Take every line from the listing below that contains "similar".

──────── RECORD EXCERPTS ────────

PR #4277, opened 2023-09-29
feat(web): shuffle slideshow order

jrasm91:
Add an option to randomize (shuffle) the order of the pictures in the slideshow:

image
image

Add an option to launch the slideshow from the album options:

image

I would love to have the shuffle button be different colors to indicate if it is active or not, but the circle button doesn't support anything like that right now.

### DIFF
--- a/web/src/lib/components/asset-viewer/asset-viewer.svelte
+++ b/web/src/lib/components/asset-viewer/asset-viewer.svelte
@@ -32,7 +32,7 @@
   import CircleIconButton from '../elements/buttons/circle-icon-button.svelte';
   import ProgressBar, { ProgressBarStatus } from '../shared-components/progress-bar/progress-bar.svelte';
   import { shouldIgnoreShortcut } from '$lib/utils/shortcut';
-  import { assetViewingStore } from '$lib/stores/asset-viewing.store';
+  import { assetViewingStore, SlideshowState } from '$lib/stores/asset-viewing.store';
   import { featureFlags } from '$lib/stores/server-config.store';
   import {
     mdiChevronLeft,
@@ -65,7 +65,7 @@
 
   let reactions: ActivityResponseDto[] = [];
 
-  const { slideshow, slideshowShuffle, setAssetId } = assetViewingStore;
+  const { slideshowShuffle, slideshowState, setAssetId } = assetViewingStore;
 
   const dispatch = createEventDispatcher<{
     archived: AssetResponseDto;
@@ -192,7 +192,16 @@
   });
 
   $: asset.id && !sharedLink && getAllAlbums(); // Update the album information when the asset ID changes
-  $: $slideshow ? handlePlaySlideshow() : handleStopSlideshow();
+
+  $: $slideshowState,
+    (() => {
+      if ($slideshowState === SlideshowState.PlaySlideshow) {
+        handlePlaySlideshow();
+      } else if ($slideshowState === SlideshowState.StopSlideshow) {
+        handleStopSlideshow();
+      }
+    })();
+
   $: $slideshowShuffle && preload();
 
   const getAllAlbums = async () => {
@@ -284,11 +293,11 @@
   };
 
   const navigateAssetForward = async (e?: Event) => {
-    if ($slideshow && $slideshowShuffle) {
+    if ($slideshowState === SlideshowState.PlaySlideshow && $slideshowShuffle) {
       return navigateAssetRandom();
     }
 
-    if ($slideshow && assetStore && progressBar) {
+    if ($slideshowState === SlideshowState.PlaySlideshow && assetStore && progressBar) {
       const hasNext = await assetStore.getNextAssetId(asset.id);
       if (hasNext) {
         progressBar.restart(true);
@@ -302,11 +311,11 @@
   };
 
   const navigateAssetBackward = (e?: Event) => {
-    if ($slideshow && $slideshowShuffle) {
+    if ($slideshowState === SlideshowState.PlaySlideshow && $slideshowShuffle) {
       return navigateAssetRandom();
     }
 
-    if ($slideshow && progressBar) {
+    if ($slideshowState === SlideshowState.PlaySlideshow && progressBar) {
       progressBar.restart(true);
     }
 
@@ -460,13 +469,13 @@
   let progressBarStatus: ProgressBarStatus;
 
   const handleVideoStarted = () => {
-    if ($slideshow) {
+    if ($slideshowState === SlideshowState.PlaySlideshow) {
       progressBar.restart(false);
     }
   };
 
   const handleVideoEnded = async () => {
-    if ($slideshow) {
+    if ($slideshowState === SlideshowState.PlaySlideshow) {
       await navigateAssetForward();
     }
   };
@@ -481,30 +490,22 @@
   };
 
   const handlePlaySlideshow = async () => {
-    if ($slideshow) {
-      return;
-    }
-
     try {
       await assetViewerHtmlElement.requestFullscreen();
     } catch (error) {
       console.error('Error entering fullscreen', error);
-      $slideshow = false;
+      $slideshowState = SlideshowState.StopSlideshow;
     }
   };
 
   const handleStopSlideshow = async () => {
-    if (!$slideshow) {
-      return;
-    }
-
     try {
       await document.exitFullscreen();
     } catch (error) {
       console.error('Error exiting fullscreen', error);
     } finally {
-      $slideshow = false;
       progressBar.restart(false);
+      $slideshowState = SlideshowState.None;
     }
   };
 
@@ -544,11 +545,15 @@
   bind:this={assetViewerHtmlElement}
 >
   <div class="z-[1000] col-span-4 col-start-1 row-span-1 row-start-1 transition-transform">
-    {#if $slideshow}
+    {#if $slideshowState != SlideshowState.None}
       <!-- SlideShowController -->
       <div class="flex">
         <div class="m-4 flex gap-2">
-          <CircleIconButton icon={mdiClose} on:click={() => ($slideshow = false)} title="Exit Slideshow" />
+          <CircleIconButton
+            icon={mdiClose}
+            on:click={() => ($slideshowState = SlideshowState.StopSlideshow)}
+            title="Exit Slideshow"
+          />
           {#if $slideshowShuffle}
             <CircleIconButton icon={mdiShuffle} on:click={() => ($slideshowShuffle = false)} title="Shuffle" />
           {:else}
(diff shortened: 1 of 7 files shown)


brighteyed:
Maybe instead of preloading all the buckets we could randomly select one bucket and then randomly select an asset from that bucket each time  `getRandomAsset` is called
Also we could keep track of the N previous assets shown and use that list in the `navigateAssetBackward` call. This idea lets us cover the "hey, I'd like to see that again" use case

brighteyed:
I removed the preloading of all the buckets and implemented a slideshow asset history. I think the code is ready for review now

web/src/lib/utils/slideshow-history.ts
```diff
@@ -0,0 +1,40 @@
...
+  private slideshowHistoryIndex = 0;
+
+  constructor(private onNavigate: (assetId: string) => void) {}
+
+  reset = (assetId: string) => {
+    this.slideshowHistory = [assetId];
+    this.slideshowHistoryIndex = 0;
+  };
+
+  append = (assetId: string) => {
```
jrasm91, line 12: Can you make these _not_ arrow functions?

web/src/lib/components/asset-viewer/asset-viewer.svelte
```diff
@@ -76,6 +91,21 @@
   onMount(async () => {
     document.addEventListener('keydown', onKeyboardPress);
 
+    slideshowStateUnsubscribe = slideshowState.subscribe((value) => {
```
jrasm91, line 94: So you can do it this way yes, but stores can also be automatically subscribed and unsubscribed by svelte (in a svelte file). You could try doing something like this instead, which I have found works nicely. `$: $slideshowState && onSlideshowStateChange()`, basically use reactivity with the store to trigger code changes instead of manually subscribing and unsubscribing

web/src/lib/components/asset-viewer/asset-viewer.svelte
```diff
@@ -459,19 +506,56 @@
...
       />
-    {/if}
-  </div>
+    </div>
+  {/if}
 
-  {#if !isSlideshowMode && showNavigation}
-    <div class="column-span-1 z-[999] col-start-1 row-span-1 row-start-2 mb-[60px] justify-self-start">
+  {#if $slideshowState === SlideshowState.None && showNavigation}
+    <div class="z-[1001] column-span-1 col-start-1 row-span-1 row-start-2 mb-[60px] justify-self-start">
```
jrasm91, line 516: z-indexes have been a mess, especially on this component Why exactly does this one need to be changed to 1001? Have you verified that all context menus, modals, buttons, etc. continue to work as expected after changing the z-index?\

web/src/lib/components/asset-viewer/asset-viewer.svelte
```diff
@@ -459,19 +506,56 @@
...
       <NavigationArea on:click={navigateAssetBackward}><Icon path={mdiChevronLeft} size="36" /></NavigationArea>
     </div>
   {/if}
+
   <!-- Asset Viewer -->
-  <div class="col-span-4 col-start-1 row-span-full row-start-1">
+  <div class="z-[1000] col-start-1 col-span-4 row-start-1 row-span-full" bind:this={assetViewerHtmlElement}>
```
jrasm91, line 522: Again with the z-index.

web/src/lib/components/asset-viewer/asset-viewer.svelte
```diff
@@ -459,19 +506,56 @@
...
+    {#if $slideshowState != SlideshowState.None}
+      <!-- Slideshow actions bar -->
+      <div class="z-[1000] absolute w-full flex">
```
jrasm91, line 525: And here.

web/src/lib/components/asset-viewer/asset-viewer.svelte
```diff
@@ -459,19 +506,56 @@
...
+          <CircleIconButton icon={mdiChevronRight} on:click={navigateAssetForward} title="Next" />
+        </div>
+        <ProgressBar
+          autoplay
+          bind:this={progressBar}
+          bind:status={progressBarStatus}
+          on:done={navigateAssetForward}
+          duration={5000}
+        />
+      </div>
```
jrasm91, line 556: I know the asset-viewer component is already _huge_. What do you think about moving all these elements into a separate slideshow-bar component (or similar)? Almost everything would work fine with just reading/writing to the slideshow store. The only thing that seems to be also needed is triggering the navigate asset forward and backwards. What do you think about emitting those events from the new component instead?

web/src/lib/utils/slideshow-history.ts
```diff
@@ -0,0 +1,40 @@
+export class SlideshowHistory {
+  private slideshowHistory: string[] = [];
+  private slideshowHistoryIndex = 0;
```
jrasm91, line 3: these are inside a class called `Slideshow*`, so you could probably omit `slideshow*` from the variable names.

web/src/lib/utils/slideshow-history.ts
```diff
@@ -0,0 +1,40 @@
...
+
+  constructor(private onNavigate: (assetId: string) => void) {}
+
+  reset(assetId: string) {
+    this.slideshowHistory = [assetId];
+    this.slideshowHistoryIndex = 0;
+  }
+
+  append(assetId: string) {
```
jrasm91, line 12: I think `queue` might make more sense. I know in a playlist you can queue items to play after the next one finishes. This seems like a similar concept, basically a playlist.

web/src/lib/utils/slideshow-history.ts
```diff
@@ -0,0 +1,40 @@
+export class SlideshowHistory {
+  private slideshowHistory: string[] = [];
+  private slideshowHistoryIndex = 0;
+
+  constructor(private onNavigate: (assetId: string) => void) {}
+
+  reset(assetId: string) {
```
jrasm91, line 7: This seems odd to me. Would it be better to use `reset()` followed by `append(assetId)` instead?

web/src/lib/utils/slideshow-history.ts
```diff
@@ -0,0 +1,40 @@
...
+  append(assetId: string) {
+    this.slideshowHistory.push(assetId);
+
+    // If we were at the end of the slideshow history, move the index to the new end
+    if (this.slideshowHistoryIndex === this.slideshowHistory.length - 2) {
+      this.slideshowHistoryIndex++;
+    }
+  }
+
+  navigateForward(): boolean {
```
jrasm91, line 21: Going along the lines of the playlist concept, I think it would be more appropriate to name this next and previous. What do you think?

jrasm91 (commented):
Thanks for working on this. Left a few comments. Please ignore the z-index stuff if I did that :-) I can't remember anymore.

web/src/lib/utils/slideshow-history.ts
brighteyed: I like this analogy with the playlist

web/src/lib/components/asset-viewer/asset-viewer.svelte
brighteyed: Initially, an automatic subscription/unsubscription seemed a good idea. However, I encountered two issues that I managed to solve only through manual subscription/unsubscription in `onMount`

### Issue 1:
When we call the `Slideshow` command from an album's page (`setAssetId`, followed by `$slideshowState = SlideshowState.PlaySlideshow`) an automatic subscription fires too early because in `handlePlaySlideshow` we need an `assetViewerHtmlElement` to be loaded. As a result we can't enter fullscreen mode. The manual subscription to the `slideshowState` in the `onMount` guarantees that the `assetViewerHtmlElement` is loaded before the subscription is fired.

### Issue 2:
Unexpectedly (at least for me), if I add `$: $slideshowShuffle, handleShuffleChange` then the callback is called on each `setAssetId` call. As a result, the history gets reset on each asset change. This issue was also resolved by using a manual subscription to `slideshowShuffle` in `onMount`.

Maybe there are other ways to solve these issues in svelte but I couldn't find them.

jrasm91: OK, sounds good.

web/src/lib/utils/slideshow-history.ts
jrasm91: I like the slideshow changes, maybe it would make sense to re-name this file/class to `Slideshow` which itself has a history, so you have `slideshow.history` instead of `slideshowHistory.history`.

brighteyed:
> Thanks for working on this. Left a few comments. Please ignore the z-index stuff if I did that :-) I can't remember anymore.

Thank you for the detailed review! I believe z-index manipulations are mostly needed for the `VideoViewer` component. For some reason, without them, the player prevents users from interacting with buttons on top of it. The buttons are visible, but hovering and clicking do not work (for example, see #2946).
I double checked everything z-index related and tested it thoroughly and everything seems fine

web/src/lib/components/asset-viewer/asset-viewer.svelte
brighteyed: Yes, it is indeed huge. In this PR, I've decided to group the viewer area and navigation controls (next/prev navigation buttons, slideshow bar) together. I have a plan to try to extract the "Viewer with basic navigation" component  in future PRs, leaving the top action navigation bar and details panel in the main component. 
I agree, it would be good to extract the "Slideshow bar" component in this PR. I'll try to do it later today

jrasm91:
Everything looks good to me, but I can't approve it because it is my PR. Maybe you can approve it instead @brighteyed ?

brighteyed:
> Everything looks good to me, but I can't approve it because it is my PR. Maybe you can approve it instead @brighteyed ?

I've just pushed the new `SlideshowBar` component. If you like the implementation, please ping me again and I'll approve the PR then

jrasm91:
Looks good to me.

brighteyed (approved):

natedawg:
I just tried this on the latest update and I'm getting a lot of repeat images. I have about 3000 photos in immich and the same 20-30 photos keep showing up on the slideshow. Even if I restart the slideshow from a new image the same photos keep appearing. Sometime the same photo comes up two times out of three.

brighteyed:
> I just tried this on the latest update and I'm getting a lot of repeat images. I have about 3000 photos in immich and the same 20-30 photos keep showing up on the slideshow. Even if I restart the slideshow from a new image the same photos keep appearing. Sometime the same photo comes up two times out of three.

The code randomly selects a month (bucket) and then randomly selects an asset from that month (bucket). This approach is not truly uniform because it doesn't take into account the number of assets in each month. Do you have a lot of months with only a few assets?

natedawg:
Ahh that is the issue.  Below is what my timeline looks like. The shuffle shows hardly anything from 2023 and 2022. Is there no way to pull a list of assets, shuffle and then lopp through them? Would be good to not show any duplicates until all assets have are viewed. 
image

brighteyed:
> Ahh that is the issue. Below is what my timeline looks like. The shuffle shows hardly anything from 2023 and 2022. Is there no way to pull a list of assets, shuffle and then lopp through them? Would be good to not show any duplicates until all assets are viewed.

There is a way to implement a uniform randomization without preloading all the assets. We might store an additional `count` field for each bucket and use it to implement a fair uniform randomization without performance issues. I'll try to implement it.

jrasm91:
I believe the slideshow component only runs on pages that use the asset grid. Maybe we can do a weighted sampling of assets based on the distribution in the time buckets. We should have available that "stats" (pictures per bucket) to take into account.

natedawg:
Maybe use a deterministic algorithm instead of `random` for the shuffle. This way duplicates could be avoided. The algorithm could generate the order and when given the current sequence number would know the previous and next sequence numbers too. The time the slideshow started could be used as the seed.

PR #4284, opened 2023-09-30
feat(web): focus search bar input when using explore shortcut "/"

daniele-athome:
This PR will focus the search bar when using the explore (actually search) shortcut as in Google Photos.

────────

* **REPLY**
jrasm91, line 556: I know the asset-viewer component is already _huge_. What do you think about moving all these elements into a separate slideshow-bar component (or similar)? Almost everything would work fine with just reading/writing to the slideshow store. The only thing that seems to be also needed is triggering the navigate asset forward and backwards. What do you think about emitting those events from the new component instead?
jrasm91, line 12: I think `queue` might make more sense. I know in a playlist you can queue items to play after the next one finishes. This seems like a similar concept, basically a playlist.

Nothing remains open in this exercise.